Close by there lived two brothers Freddie and Peter Troy, tradesmen who worked all week in Balbriggan and came home only for weekends.  They had a sister who was called Madge and she was married to a man called Ronald Rogers.  They had a son and two daughters.  They lived in Magennis Street and would visit the Troys on Sunday.  One daughter, Stella survived into adult life but the other children died young.  Also visiting the Troys were a brother and sister Bridie and Paddy Vickers who were the children of Joe the barber just mentioned.  This was about the year 1933.  Joe the barber was a fattish man with black, shiny hair and tanned skin.  He cut hair in a room at the back of the sweet shop, down past Converys in Upper North Street.’

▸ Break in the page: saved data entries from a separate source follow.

PR #4956, opened 2024-09-06
[FIX] pivot: add suggestion message to broken pivot formulas

LucasLefevre:
## Description:

Since the pivot insertion is inserting static formulas, if the user changes the groups, the static formulas are no longer correct and are in error. The user might not understand what's happening and how to fix the issue.

This commit adds more info to the error message to help the user.

A similar issue happens with measures: when adding a new measure, nothing happens in the grid => no feedback.

Technical note: instead of changing the existing message, I added a second one, which I concatenate to the existing one. The reason is to avoid breaking existing translations in a stable version.

Task: [4169586](https://www.odoo.com/web#id=4169586&action=333&active_id=2328&model=project.task&view_type=form&cids=1&menu_id=4720)

## review checklist

- [ ] exportable in excel
- [ ] unit tested
- [ ] clean commented code
- [ ] track breaking changes

### DIFF
--- a/src/components/side_panel/pivot/pivot_side_panel/pivot_side_panel_store.ts
+++ b/src/components/side_panel/pivot/pivot_side_panel/pivot_side_panel_store.ts
@@ -2,6 +2,7 @@ import { deepCopy, deepEquals } from "../../../../helpers";
 import { isDateField } from "../../../../helpers/pivot/pivot_helpers";
 import { pivotRegistry } from "../../../../helpers/pivot/pivot_registry";
 import { Get } from "../../../../store_engine";
+import { NotificationStore } from "../../../../stores/notification_store";
 import { SpreadsheetStore } from "../../../../stores/spreadsheet_store";
 import { _t } from "../../../../translation";
 import { Command, UID } from "../../../../types";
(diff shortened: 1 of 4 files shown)


src/components/side_panel/pivot/pivot_defer_update/pivot_defer_update.xml
```diff
@@ -1,25 +1,29 @@
...
-        onChange="(value) => props.toggleDeferUpdate(value)"
-      />
-      <div t-if="props.isDirty">
-        <i
-          class="btn btn-sm pe-0 fa fa-undo"
-          title="Discard all changes"
-          t-on-click="() => props.discard()"
+    <Section class="'border-top d-flex flex-column justify-content-between py-1'">
+      <t t-set="message">Consider using a dynamic pivot with =PIVOT(1)</t>
+      <ValidationMessages messages="[message]" msgType="'info'"/>
```
hokolomopo, line 5: image

Style is messed up:
- the validation show as an error with no background 
- only "defer update" has a gray background, it should be the whole panel footer

hokolomopo, line 5: Shoudn't we have a t-if of some sort ? The message is kinda useless if the only pivot formulas in the spreadsheet are dynamic

hokolomopo (commented):
:partying_face:

LucasLefevre:
oups, forgot to push the latest version :sweat_smile:

hokolomopo (commented):
@robodoo r+

PR #4960, opened 2024-09-10
[FIX] Find&Replace: always search cell content if `searchFormula`

rrahir:
The current implementation of a search with the option `serachFormula` will only look into the cell content if the cell is a valid formula cell and not a cell which results in an error following its evaluation.

e.g.  A1: '=SUM("a")' is invalid thus the related cell is not a formula cell but an error cell and will never be matched when looking for the term "sum".

Task: 4175968

## Description:

Task: [4175968](https://www.odoo.com/web#id=4175968&action=333&active_id=2328&model=project.task&view_type=form&cids=1&menu_id=4720)

## review checklist

- [ ] exportable in excel
- [ ] unit tested
- [ ] clean commented code
- [ ] track breaking changes

### DIFF
--- a/src/plugins/ui/find_and_replace.ts
+++ b/src/plugins/ui/find_and_replace.ts
@@ -151,11 +151,7 @@ export class FindAndReplacePlugin extends UIPlugin {
           cell &&
           this.currentSearchRegex &&
           this.currentSearchRegex.test(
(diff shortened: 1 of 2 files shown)


LucasLefevre (approved):
robodoo r+

PR #4961, opened 2024-09-10
[IMP] pivot: add indentation to row headers

hokolomopo:
### [IMP] pivot: add indentation to row headers

This commit adds indentation to row headers in the pivot table, based
on the depth of the groupBy.

### [IMP] format: add the handling of repeated character

This commit adds the handling of the `*` asterisk character in the format,
which repeats the character that comes after it enough times to fill
the column.

The asterisk is ignored in `cell.formattedValue`, and the character is
only repeated if the `formatValue` helper is given a `width` parameter,
which we now do only in the grid renderer.

The commit also adds this new format feature to the accounting format,
to match the behaviour of the other spreadsheet applications.

Task: [3965246](https://www.odoo.com/web#id=3965246&action=333&active_id=2328&model=project.task&view_type=form&cids=1&menu_id=4720)

## review checklist

- [ ] exportable in excel
- [ ] unit tested
- [ ] clean commented code
- [ ] track breaking changes


hokolomopo:
So the issue is that I only use the repeated character to fill the empty space of the column. But the char has a discrete width, so we end up with things that aren't perfectly aligned, and that can be a bit ugly
image

1. Just leave it like that ATM, and maybe in the future improve it
2. Do like GSheet & Excel, and add an "empty space" at the end of the repeated characters so that it's perfectly aligned. It sounds kind of annoying to implement TBH (maybe some kind of rich text ?)

LucasLefevre (approved):

src/types/pivot.ts
```diff
@@ -166,3 +166,9 @@ export interface DimensionTreeNode {
 }
 
 export type DimensionTree = DimensionTreeNode[];
+
+/** Pivot domain splitted for the domain related to the pivot's rows and columns  */
+export interface PivotColRowDomain {
```
LucasLefevre, line 171: On n'a pas déjà ça ?

hokolomopo: It wasn't merged yet when I coded the PR :) I'll remove it on rebase

src/helpers/format/format.ts
```diff
@@ -130,9 +145,46 @@ function applyTextInternalFormat(
...
+    const remainingWidth = availableWidth - timesToRepeat * charWidth;
+    const paddingChar = "\u2009"; // thin space
+    const paddingWidth = formatWidth.measureText(paddingChar);
+    const padding = paddingChar.repeat(Math.floor(remainingWidth / paddingWidth));
+
+    return { timesToRepeat, padding };
+  }
+
+  const { timesToRepeat, padding } = getTimesToRepeat();
+  return prefix + repeatedChar.repeat(timesToRepeat) + padding + suffix;
```
LucasLefevre, line 187: padding should be before the repeated chars

src/helpers/pivot/pivot_helpers.ts
```diff
@@ -14,6 +21,7 @@ import {
   PivotField,
   PivotTableCell,
 } from "../../types/pivot";
+import { domainToColRowDomain } from "./pivot_domain_helpers";
```
LucasLefevre, line 24: circular dependency :/

src/functions/module_lookup.ts
```diff
@@ -829,7 +830,8 @@ export const PIVOT = {
             result[col].push({ value: "" });
             break;
           case "HEADER":
-            result[col].push(pivot.getPivotHeaderValueAndFormat(pivotCell.domain));
+            const value = pivot.getPivotHeaderValueAndFormat(pivotCell.domain);
```
LucasLefevre, line 833: value => result ?
`value` makes me think it's only the value, but it's actually the object with the format

src/helpers/pivot/pivot_time_adapter.ts
```diff
@@ -183,7 +183,7 @@ const quarterNumberAdapter: PivotTimeAdapterNotNull<number> = {
   toValueAndFormat(normalizedValue) {
     return {
       value: _t("Q%(quarter_number)s", { quarter_number: normalizedValue }),
-      format: "0",
+      format: "@",
```
LucasLefevre, line 186: should also be adapter for new granularities: day of week, hours, minutes, seconds

src/helpers/format/format.ts
```diff
@@ -64,13 +66,22 @@ export const DAYS: Readonly<Record<number, string>> = {
...
+interface FormatWidth {
+  availableWidth: number;
+  measureText: (text: string) => number;
+}
+
 /**
  * Formats a cell value with its format.
  */
-export function formatValue(value: CellValue, { format, locale }: LocaleFormat): FormattedValue {
+export function formatValue(
```
LucasLefevre, line 77: can we have at least a few tests for this feature in `format_helpers.test.ts` ? (with mocked measures)

src/helpers/format/format.ts
```diff
@@ -130,9 +145,46 @@ function applyTextInternalFormat(
...
+    const charWidth = formatWidth.measureText(repeatedChar);
+    const availableWidth = formatWidth.availableWidth - widthTaken;
+    if (availableWidth <= 0) {
+      return { timesToRepeat: 0, padding: "" };
+    }
+
+    const timesToRepeat = Math.floor(availableWidth / charWidth);
+
+    const remainingWidth = availableWidth - timesToRepeat * charWidth;
+    const paddingChar = "\u2009"; // thin space
```
LucasLefevre, line 179: :+1: nice, thanks !

src/helpers/format/format.ts
hokolomopo: Why ? For a format like `*a0.00` it make more sense to have the padding after the repeated character. But there is probably an example where the padding make more sense before the repeated character.

I don't mind having the padding before, but both are equally problematic no ? Or do you see a specific reason it's better before ?

src/helpers/pivot/pivot_helpers.ts
hokolomopo: I think it make a bit more sense for `pivot_helpers` to be able to import `pivot_domain_helpers` ? I moved the constant `PREVIOUS_VALUE` inside `pivot_domain_helpers` to avoid havign somethign circular.

src/functions/module_lookup.ts
hokolomopo: `result` is already used in this scope. Repalced by `valueAndFormat`

src/helpers/format/format.ts
LucasLefevre: > Or do you see a specific reason it's better before ?

not really, except mimicking what Gsheet does

hokolomopo: aaaaaand Excel does add the padding after the repeated character 😅 I vote to leave it as it is 🤷‍♂️

LucasLefevre: :+1:

LucasLefevre (approved):
robodoo rebase-ff r+

PR #4965, opened 2024-09-11
[FIX] menu_items_actions: hide reinsert pivot menu

dhrp-odoo:
## Description:

Previously, attempting to reinsert a pivot with an invalid range resulted in a traceback error. This PR resolves the issue by hiding the menu item when the specified pivot range is invalid.

Task: [4137926](https://www.odoo.com/odoo/project/2328/tasks/4137926)

## review checklist

- [ ] exportable in excel
- [ ] unit tested
- [ ] clean commented code
- [ ] track breaking changes


rrahir:
While it's not related to the task itself, I realized that we don't have any test that check t he visibility (rather the invisibility) of the re-insert pivot menu items when there aren't any pivots in the sheet. I think the tests exist in Odoo but since we replace the items completely, it would make sense to add a test in here for the spreadsheet pivots :)

rrahir:
@robodoo r+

Paul Mac [Guestbook!], a much younger man, tells me his parents in the 50s had one of the two houses, round the corner in Chapel Lane [the other was the Magills, John etc].  Ma Hughes’ name was Margaret.  Ma Hughes, in later life resided with her daughter Nellie in the small pensioner bungalows of Clanrye Avenue.  Ma died c. 1968.  Her daughter Mary Ellen [Nellie] died in 1985.  Another daughter Lily married a Mr Lennon and she lived to the ripe old age of 102, and is only recently deceased.